BCG has been used for the treatment of bladder cancers for many years. Ocular toxicity caused by BCG resulting in granulomatous uveitis with vitiligo has been reported.1 The first case of endogenous endophthalmitis after use of BCG for metastatic bladder carcinoma was reported in 1988. The patient developed bilateral infiltrative retinitis and vitritis. Vitrectomy revealed Mycobacterium bovis.2
CAR is associated with melanomas, cancers of lung, cervix, colon, bladder, prostate, and breast. Progressive visual loss, night blindness with ring scotoma, and markedly abnormal ERG findings were described. Fundus revealed mild retinal pigmentation.2 Histopathology of CAR affected eyes revealed loss of retinal receptors and atrophic changes in the retinal pigment epithelium (RPE), most marked in the macula. An abnormal state of RPE hypersensitivity contributing to retinal degeneration has been reported. Grunwald et al, Kornguth et al and Keltner et al found antibodies to normal retina in serum of cancer patients with associated retinopathies.1,3 One key autoantigen was identified as a 23 kD photoreceptor component “recoverin,” later found to be expressed by small cell carcinomas. Other CAR antigens have also since been identified.3,4 Corticosteroids, gamma globulin, and plasmapheresis do help in some cases.1
Induction of autoimmune reactions within the eye by extraocular diseases brings into question the possibility of a sensitisation involving the M bovis component of the BCG vaccine. The live attenuated mycobacterium of intravesical BCG infects normal and cancerous bladder epithelial cells. The infection then initiates a cascade of immune events including a rapid influx of CD4+ T cells, cytokine release (IL2, IFN-gamma and alpha) with an increase of gamma/delta T cells. These cells are not MHC type II restricted.5 We propose this is how activation of cellular immunity may lead to autoimmune phenomena in the eye.
Our case demonstrated the clinical features of an autoimmune retinopathy but the reaction to CAR antigen was absent. However, the unusual reaction reported suggests the presence of an immune mechanism which has the potential to cause a progressive type of retinopathy, the prognosis of which is unknown and which does not respond to steroids.

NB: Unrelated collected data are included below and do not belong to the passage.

PR #4275, opened 2025-03-10
feat: scala-client: update scala version and grpc-netty library

dejanzele:
Fixes #

### DIFF
--- a/client/scala/armada-scala-client/build.sbt
+++ b/client/scala/armada-scala-client/build.sbt
@@ -1,4 +1,4 @@
-val scala2Version = "2.13.15"
+val scala2Version = "2.13.16"
 
 lazy val root = project
   .in(file("."))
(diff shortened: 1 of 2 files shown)


EnricoMi (approved):
LGTM!

client/scala/armada-scala-client/build.sbt
```diff
@@ -20,7 +20,7 @@ Compile / PB.targets := Seq(
 Compile / PB.protoSources ++= Seq(file("./proto"))
 
 libraryDependencies ++= Seq(
-    "io.grpc" % "grpc-netty" % scalapb.compiler.Version.grpcJavaVersion,
+    "io.grpc" % "grpc-netty" % "1.71.0",
```
EnricoMi, line 23: As I mentioned in Slack:
The version picked here should work best with Armada and for any user, it should not be specifically picked for Spark. If Spark does not work with it, we need to deal with it where Spark comes into the game (Spark cluster manager), not here. This project should be Spark-agnostic.

EnricoMi:
@dejanzele what is the motivation for upgrading these dependecies?

PR #4280, opened 2025-03-12
Remove GogoProto From Scheduler Objects

d80tb7:
Remove Gogo Proto from schedulerobjects.  These were the last use of gogo proto annotations in the Armada proto files and thus should allow us to completely remove gogo proto as a dependency in a subsequent PR.

The main effect here is that `schedulerobjects.ResourceList` will now unmarshall to `*schedulerobjects.ResourceList` and the quantity map it wraps will now be of type `map[string]*resource.Quantity` rather than `map[string]resource.Quantity`.


robertdavidsmith (approved):
LGTM 
Removing allocatableByPriorityAndResource may cause a nasty blip of you upgrade from before https://github.com/armadaproject/armada/pull/4127/ to after this PR in one go. Maybe warn on releases page?

Sovietaced:
This is great news. gogo proto has been annoying to use

PR #4286, opened 2025-03-13
Migrate Scala client from SBT to MVN

EnricoMi:
#### What type of PR is this?
This changes the build system used to build the Armada Scala client.

This migrates the Armada Scala client from sbt build system to mvn.

SBT build is Scala specific, MVN is generally known in Java land and can easily compile scala. So it is more widely known among JVM developers.

Further, Sonatype Central Portal added support to upload snapshots only recently. Our `io.armadaproject` namespace is registered with the Central Portal. The Maven publish plugin supports snapshots for the Central Portal, while the SBT publish plugin is still developing this feature.

This is a one-to-one replacement for the sbt build setup.

This now copies the protobuf files from the root of the repository into the client project when running `mvn`, before this had to be done via `./scripts/build-scala-client.sh`.

This migrates from MUnit to scalatest, which is more common in Scala land.


EnricoMi:
Looks like the mvn project is still not self-contained. You first need to bootstrap the proto files using Go via Mage files.

It is unusual that you need to install Go to compile a mvn project.

What about adding the proto files to the Scala client sources? They are 624k?

client/scala/armada-scala-client/src/main/scala/io/armadaproject/armada/ArmadaClient.scala
```diff
@@ -2,18 +2,30 @@ package io.armadaproject.armada
```
EnricoMi, line 2: This is only applying scala code style, no functional changes.

client/scala/armada-scala-client/src/test/scala/io/armadaproject/armada/ArmadaClientSuite.scala
```diff
@@ -0,0 +1,436 @@
+package io.armadaproject.armada
```
EnricoMi, line 1: - moved here from client/scala/armada-scala-client/src/test/scala/ArmadaClientSuite.scala
- applying scala code style
- only functional change is noted below

scripts/build-scala-client.sh
```diff
@@ -5,53 +5,21 @@
...
-done
-
-cd ..
-for pfile in \
-    pkg/api/event.proto pkg/api/submit.proto pkg/api/health.proto pkg/api/job.proto pkg/api/binoculars/binoculars.proto
-do
-  dir=$(dirname $pfile)
-  mkdir -p $ROOT/$SDIR/proto/$dir
-  cp $pfile $ROOT/$SDIR/proto/$dir/
-done
```
EnricoMi, line 37: All moved into pom.xml:
https://github.com/armadaproject/armada/blob/2bfdda7daa4e889a9485682774f566dcdad2c507/client/scala/armada-scala-client/pom.xml#L155-L184

scripts/build-scala-client.sh
```diff
@@ -5,53 +5,21 @@
...
 cd $ROOT/$SDIR
-sbt clean && \
-sbt -Dsbt.io.implicit.relative.glob.conversion=allow compile && \
-sbt -Dsbt.io.implicit.relative.glob.conversion=allow package
+mvn clean package
 
 if [ $? -eq 0 ]; then
-  jarfile=$(find . -type f -name 'armada-scala-client*.jar')
-  if [[ $jarfile ]]; then
+  jarfile=$(find . -type f -name 'armada-scala-client*.jar' | sort | head -n1)
```
EnricoMi, line 16: There are multiple jars (package, sources, javadocs), the first is the actual package.

dave-gantenbein (approved):

richscott:
> Looks like the mvn project is still not self-contained. You first need to bootstrap the proto files using Go via Mage files.
> 
> It is unusual that you need to install Go to compile a mvn project.
> 
> What about adding the proto files to the Scala client sources? They are 624k?

We have the static Armada proto declarations in `pkg/api/...`, but also many of the files in `/proto` are regenerated from fetching & massaging of the third-party packages enumerated in `magefiles/proto.go` - my understanding is they want to be sure to always get the current versions of those when doing a full build.

PR #283, opened 2018-06-12
Update year in README

spencerkclark:
In the spirit of the doc updates in #282, we should also update the year in the README.


spencerahill:
Thanks!

Issue #170, opened 2017-04-03
Whither making core objects hashable


spencerahill:
Copying relevant discussion from #111, which merits further discussion here:

>Note that converting a list of Model objects to a set relies on aospy core objects being hashable, which they currently are not

>This is a good point. IIRC you dealt with hashes some when experimenting with a DB implementation. What’s your take, is it reasonable to consider Proj/Model/Runs immutable & hashable (and therefore fair game to implement hash)? My intuition is yes: I don’t see how the core attributes that differentiate them from others of their same type would change during their lifetimes.

>But, now that I think about it, does this require preventing setting of those core attributes after instantiation (i.e. by making them properties and using @property.setter). Consider model1 = Model(‘model’, runs=None, …) followed later by model1.runs = [run1, run2]. Shouldn’t that change the hash? As a concrete example, the Examples page does this with proj.regions.

>Indeed, I think we need to think more carefully about this. Typically mutable collections are not hashable; therefore, in the strict sense I think perhaps we'd have to think against making Proj and Model objects hashable.

PR #287, opened 2018-06-14
Refactor pressure handling in calc.py

spencerkclark:
@spencerahill in the spirit of cleaning up Calc, I figured I would take a shot at refactoring the pressure logic.  This is not completely addressing #80; however, I do feel it is an improvement from what we currently do.

Here I make pressure variables first-class `Var` objects and load data for them just as we would for any other variable.  This required a couple of changes:
- Adding an optional `model` argument to `data_loader.load_variable`; this allows one to specify the locations of grid-attributes for a particular run in a `DataLoader` or fall back on a `Model` object for loading them (before we only loaded grid attributes specified in `Var` function call signatures from `Model` objects)
- Making our logic for interpreting `Var` objects in `Var` function call signatures with names `'p'` and `'dp'` less opaque; here I explicitly replace those `Var` objects with the appropriate `Var` from `utils.vertcoord` depending on the `dtype_in_vert`.

I think I should add some explicit tests for passing a `Model` object to `data_loader.load_variable`, but this is done implicitly in the existing test suite, and things are passing.  This would also be a good time to document how to use pressure variables in one's own computed `Var` objects.

Before I do that though, do you agree with this approach?


aospy/calc.py
```diff
@@ -13,35 +13,32 @@
...
-    def_lon=True,
-)
+_P_VARS = {internal_names.ETA_STR: utils.vertcoord.p_eta,
+           internal_names.PLEVEL_STR: utils.vertcoord.p_level}
+_DP_VARS = {internal_names.ETA_STR: utils.vertcoord.dp_eta,
+            internal_names.PLEVEL_STR: utils.vertcoord.dp_level}
 _TIME_DEFINED_REDUCTIONS = ['av', 'std', 'ts', 'reg.av', 'reg.std', 'reg.ts']
 
 
+def _replace_pressure(variables, dtype_in_vert):
```
spencerahill: Maybe `vars_out` would be more readable than `_variables`

aospy/utils/vertcoord.py
```diff
@@ -262,3 +263,46 @@ def does_coord_increase_w_index(arr):
         raise ValueError("Array is not monotonic: {}".format(arr))
     # Since we know its monotonic, just test the first value.
     return bool(diff[0])
+
+
+bk = Var(
```
spencerahill, line 268: For a series of object definitions like this, I think the most readable is to have every kwarg on its own line.  Even though it ends up taking quite a few more lines.

aospy/data_loader.py
```diff
@@ -270,25 +272,37 @@ def load_variable(self, var=None, start_date=None, end_date=None,
...
+            )
+            if var.def_time:
+                ds = _prep_time_data(ds)
+                start_date = times.maybe_convert_to_index_date_type(
+                    ds.indexes[TIME_STR], start_date)
+                end_date = times.maybe_convert_to_index_date_type(
+                    ds.indexes[TIME_STR], end_date)
+            ds = set_grid_attrs_as_coords(ds)
+            da = _sel_var(ds, var, self.upcast_float32)
+            if var.def_time:
```
spencerahill: I suspect that these two separate `if var.def_time:` blocks are in fact necessary, otherwise you would have combined them :)

aospy/data_loader.py
```diff
@@ -270,25 +272,37 @@ def load_variable(self, var=None, start_date=None, end_date=None,
...
-        da = self._maybe_apply_time_shift(da, time_offset, **DataAttrs)
-        return times.sel_time(da, start_date, end_date).load()
+        try:
+            file_set = self._generate_file_set(var=var, start_date=start_date,
+                                               end_date=end_date, **DataAttrs)
+        except (IOError, KeyError) as e:
+            if var.name not in GRID_ATTRS or model is None:
+                raise e
+            else:
+                return getattr(model, var.name)
```
spencerahill: This will raise a generic AttributeError if the model doesn't have the attribute.  I think it's worth adding our own error message, providing the context that this is within the data loader.

spencerahill (commented):
Thanks @spencerkclark for taking this on.  It really cleans up `calc.py` quite a bit.

My only real concern (other comments are minor/style): I definitely see the expediency of adding the logic for getting data from a model to `DataLoader.load_variable`.  But it feels a bit out of place there, like we're shimming it in.

What about a separate utility function, something like `_load_or_get_from_model`, that encapsulates the try/except clause.  I.e. (pseudocode)

```python
def _load_or_get_from_model(...):
    try:
        data_loader.load_variable(...)
    except (...):
        if var.name not ...
        ...
```

What do you think?

aospy/data_loader.py
spencerkclark: Indeed, I think the order matters here, so we need to preserve that!

aospy/utils/vertcoord.py
spencerkclark: Yes, that's much nicer.

spencerkclark:
> But it feels a bit out of place there, like we're shimming it in. What do you think?

Yes, it did feel a shame to make `load_variable` more complicated.  I went with your suggestion in my latest commit: 9829549.

aospy/calc.py
```diff
@@ -13,35 +13,32 @@
...
+    the dtype_in_vert."""
+    vars_out = []
+    for var in variables:
+        if var.name == 'p':
+            vars_out.append(_P_VARS[dtype_in_vert])
+        elif var.name == 'dp':
+            vars_out.append(_DP_VARS[dtype_in_vert])
+        else:
+            vars_out.append(var)
+    return vars_out
```
spencerkclark: @spencerahill to aid in testing this I think we may want to implement a `__eq__` method in `Var`.  I need some way to verify that the correct `Var` object is substituted in.  What do you think?

spencerahill: I see what you mean.  Related to but not quite #170.

What would Var equality look like?  For starters it would seem that `name` and `func` should be equal.  Or at least that should be enough for the purposes of this test.  Right?  I'm inclined to leave a full `__eq__` implementation for another time, as it deserves more thought.

spencerahill:
>I went with your suggestion in my latest commit: 9829549.

Thanks.  Initially, I was envisioning moving it out of DataLoader entirely, but now I see that how you've done it is better...it enables DataLoaders of variables that rely on grid attrs to be entirely self-contained, rather than relying on Calc to grab the grid attrs for them if they can't be found on disk otherwise.

spencerkclark:
Indeed my primary motivation for doing that was to be able to support recursive calculations where a `Var` object standing in for a grid attribute was required for computing a variable that was not in the top level of recursion.

spencerkclark:
@spencerahill when you get a chance I think this should be ready for a final review.

aospy/test/test_calc_basic.py
```diff
@@ -275,5 +278,57 @@ def test_recursive_calculation(recursive_test_params):
...
+    _test_files_and_attrs(calc, 'av')
+
+
+@pytest.mark.parametrize(
+    ['dtype_in_vert', 'expected'],
+    [(ETA_STR, [p_eta, dp_eta, condensation_rain, 5]),
+     ('pressure', [p_level, dp_level, condensation_rain, 5])])
+def test_replace_pressure(dtype_in_vert, expected):
+    arguments = [p, dp, condensation_rain, 5]
+    p_in, dp_in, _, _ = arguments
```
spencerahill: Minor improvement: rather than discarding the non-pressure arguments, assert that they are identical before/after the call

aospy/test/test_data_loader.py
```diff
@@ -788,5 +788,43 @@ def test_recursively_compute_variable_multi_level(load_variable_data_loader):
...
+        DatetimeNoLeap(5, 12, 31), model=example_model,
+        intvl_in='monthly')
+    filepath = os.path.join(os.path.split(ROOT_PATH)[0], 'netcdf',
+                            '00060101.sphum_monthly.nc')
+    expected = 3 * _open_ds_catch_warnings(filepath)['bk']
+    np.testing.assert_array_equal(result.values, expected.values)
+
+
+def test_recursively_compute_grid_attr_error(load_variable_data_loader):
+    zsurf = Var(name=ZSURF_STR, def_time=False, def_vert=False,
```
spencerahill: Could you add a one-line comment explaining why this should fail?  Not self evident otherwise.

spencerahill (commented):
Two very minor comments, then please merge at your convenience once tests are green; or I will eventually.  Thanks!

spencerkclark:
Thanks for your comments @spencerahill!  Merging now.

spencerahill:
Thanks @spencerkclark!  Along with my smaller ones preceding this, we've really started to make a dent in cleaning up `calc.py`.  And all the more so once we get the Reductions in.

We may not have presented enough evidence to link the use of intravesical BCG with the ocular changes, although the temporal relation to the BCG therapy suggests that BCG is the most likely trigger of the autoimmunity. We suggest the bladder neoplasm is also a possibility. Ophthalmologists need to be aware of this rare possibility in order to improve their diagnostic yield in investigations of patients with similar clinical profiles. Patients also need to be warned of this rare but serious complication. This ocular complication in a previously normal patient necessitates regular ophthalmic screening in potential patients.